Program guide
Texas Method guide: volume, recovery, intensity, and weekly progression without spreadsheet drift
The Texas Method is useful when progress has slowed enough that every workout can no longer move up cleanly. The weekly structure is simple to name, but demanding to execute.
Important boundary
This guide explains concepts and helps you calculate inputs. For the official program, read or buy the original source.
Best for
Intermediate lifters after novice LP
Days/week
Typically 3
Main lifts
Squat, bench, press, deadlift variations
Progression style
Weekly volume/recovery/intensity progression
Complexity
Moderate
Spreadsheet reliance
Optional but common
Protocol fit
Strong built-in preset fit
Preset path
Use the preset when it matches your source version, then adjust the routine before the block starts.
Start with a Protocol presetProgram structure
What has to be set up before week one
Use the source material for the program rules. Use this section to decide how the routine should live inside Protocol.
Support mode
Built-in Protocol preset
Session shape
Typically 3
Progression anchor
Weekly volume/recovery/intensity progression
Spreadsheet friction
Optional but common
Protocol setup path
Strong built-in preset fit
How to build this in Protocol
Use Protocol as the execution layer, not the program source.
- Protocol includes an independent Texas Method-style preset with volume, recovery, and intensity day structure.
- Starting loads, exercise substitutions, and recovery decisions still need to come from the source version you choose.
- Configured progression can update weighted exercises after logged sessions, but it cannot judge technique or recovery quality.
Protocol can
- Save the routine as named days, exercises, sets, rest notes, and load anchors.
- Guide workouts exercise by exercise and set by set while logging completed, failed, and skipped work.
- Apply configured weighted progression, failure-threshold load reductions, and equipment-aware rounding when those rules exist in the routine.
Protocol cannot
- Protocol does not import spreadsheets or pass calculator values into the Training app automatically.
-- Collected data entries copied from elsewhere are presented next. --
PR #1047, opened 2017-03-29
db_postgress: insert_update() with DO UPDATE

jchavanton:


miconda:
Thanks, it will be merged!

PR #1052, opened 2017-04-03
topoh: add additional safety checks

claudiupb:
Hello,

I have added some extra verifications to the th_unmask* functions from topoh. The changes add statements which verify that headers contain expected prefix (including mask ip) before trying to unmask them. It seems that some of the th_unmask* functions only check that the headers exist, and then they directly call th_mask_decode on the data.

- Protocol is independent from named program owners; source material and coaching override this guide.
- Built-in presets are independent starting points, not official versions of the named programs.
Preset path
Calculate your inputs
Use the preset when it matches your source version, then adjust the routine before the block starts.
1. Pick the first input: tested max or e1RM, then a lower training max.
2. Use the calculator: start with Training max calculator.
3. Run the block: build the routine in Protocol after checking the source rules.
How the Texas Method works
Starting Strength material describes the Texas Method as a weekly stress pattern: volume work early in the week, lighter recovery or variation work in the middle, and a higher-intensity target later in the week.
A common public example is a Monday volume day, Wednesday recovery day, and Friday intensity day. The exact exercises and set choices depend on the source version, but the job of the week stays the same: create stress, recover enough, then express the adaptation.
The program is not a daily linear progression. If the lifter tries to PR every session, the method stops being the method.
This guide explains the concepts and helps you calculate your own inputs. For the official program, read or buy the original source.
Choose the week anchor
Use a recent working set, estimated max, or conservative training max to set the first week. If volume day is loaded like a test, recovery day cannot recover anything and intensity day becomes noise.
Protocol can carry a Texas Method-style preset, but the lifter still needs to choose honest starting loads and adjust based on repeated session evidence.
Example week shape
Think of the week as three jobs. Volume day accumulates the work that drives the week. Recovery day keeps technique and movement practice alive without burying the lifter. Intensity day carries the heavier target that tells you whether the week was productive.
For many lifters, the main lift flow is easiest to manage when each day has a clear label, work-set target, warm-up path, and note for the next week. The exact exercises, sets, and adjustments should come from the source material you choose.
How to build this in Protocol
Start from the built-in Texas Method-style preset when it matches the source version you want. Keep the day names visible: volume, recovery, and intensity.
Use the training max calculator or a recent working set to choose conservative first-week loads, then use warm-up and plate calculators before the intensity day so the heavier work is not interrupted by math.
Protocol can log the weekly pattern across sessions, but it does not decide whether your recovery, technique, or exercise substitutions match Starting Strength guidance.
Execution traps
Common mistakes
- Loading volume day so heavy that recovery day cannot recover anything.
- Treating the lighter day like wasted work instead of part of the weekly pattern.
- Changing the program after one hard week instead of reading the log over several weeks.
- Ignoring warm-ups and plate setup until the session is already underway.
Common questions
FAQ
Is the Texas Method for beginners?
It is usually discussed as an intermediate progression after simple novice linear progression is no longer appropriate.
What are volume, recovery, and intensity days?
They are the jobs of the week: accumulate training stress, recover enough to keep moving, and then complete the heavier or more intense target.
Does Protocol include the Texas Method?
Protocol includes a Texas Method-style preset, without Starting Strength or Mark Rippetoe affiliation.